Hotels owners feared negative fallout from the 2008 law, which theoretically bans smoking in bars, restaurants and other public places, but is generally unenforced.

Jeerapol Sinthunawa, an environment and natural resources assistant professor at Mahidol University, is encouraging hotels to ban smoking by guests and staff. Jeerapol Sinthunawa, an environment and natural resources assistant professor at Mahidol University, is encouraging hotels to ban smoking by guests and staff.

“But it turns out that hotels received positive responses from tourists. It is expected that Thai and international tourists would rather choose health-conscious hotels, reserve smoke-free rooms for their stay, dine in smoke-free restaurants and visit hotel-destinations that are smoke-free too,” he said.

Shashawan Suphotyanotn, vice president of Green Leaf in Thailand, which works with hotels to adopt recycling, energy conservation, alternative fuels and health-conscious business practices, said more needs to be done to make hotels truly smoke-free and healthy.

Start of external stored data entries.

PR #3293, opened 2020-12-10
#3291 Correct disabling of a row

### LINKED ISSUE #3291: Can select finalised (Past) records for deletion
## Describe the bug

You can go to the past filter and select rows for deletion. You can't delete them, but this is a regression from the old behaviour where they'd be greyed out.

can select finalised for delete

This is particularly bad in Supplier invoices. The "Current" list should grey out the button for invoices that came from other stores, but allow selection for manually created ones (because they are allowed to be deleted).

### To reproduce

1. Go to past CI/SI/Req/Stocktake...
2. Select rows
3. Press delete

### Expected behaviour

Should not be able to select rows that you cannot delete. The radio button should be greyed out.

### Proposed Solution

TBD something something state management I'm unfamiliar with heh.

### Version and device info

- App version: 6.0
- Tablet model: emulator
- OS version:

joshxg:
Fixes #3291

## Change summary

- Disables a row when its finalised
- Disables a row when its a remote order - I think??

## Testing

- [ ] Cannot delete remote reqs/transacts
- [ ] Cannot check finalised rows

I synced an SI in - it had no linked req, but did have a linked transct - I think this is right??

### DIFF
--- a/src/database/DataTypes/Transaction.js
+++ b/src/database/DataTypes/Transaction.js
@@ -257,6 +257,15 @@ export class Transaction extends Realm.Object {
   }
 
   /**
+   * Get if this transaction is linked to a transaction.
+   *
+   * @return  {boolean}
+   */
+  get isLinkedToTransaction() {
+    return !!this.linkedTransaction;
+  }
+
+  /**
    * Get if this transaction includes a given item.
    *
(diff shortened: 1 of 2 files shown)


mark-prins (approved):
looks good to me

PR #3297, opened 2020-12-16
#3285 Saving temperature logs

### LINKED ISSUE #3285: Saving temperature logs

The logic to save temperature logs isn't crazy, but it's not simple either. It's also duplicated with mSupply ColdChain [here](https://github.com/openmsupply/msupply-cold-chain/blob/develop/src/features/Bluetooth/Download/DownloadManager.js)

Utilize the code written within mSupply ColdChain in mSupply mobile in a way where it can be shared.

## Implementation

- Take `DownloadManager`
- Rename it `TemperatureLogManager` (?)
- Adjust it in a way where it can be shared between the projects: namely changing the use of the database and also how UUIDs are generated.

N/A

## Additional context

We need a solution which will allow us to use this code in both projects. The main obstacles here are:

- Database usage. The class uses a `databaseService` which is not compatible with Realm (Although, it is very close).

He said resorts should promote health and services including the participation of employees and people staying in the hotels. Green Leaf has identified nine areas to focus on, including health massage and spa; gym, swimming pool and field-activities; cleaning employees; kitchen and restaurants; health conscious and environment friendly engineering; health promoting meetings and healthy tourism.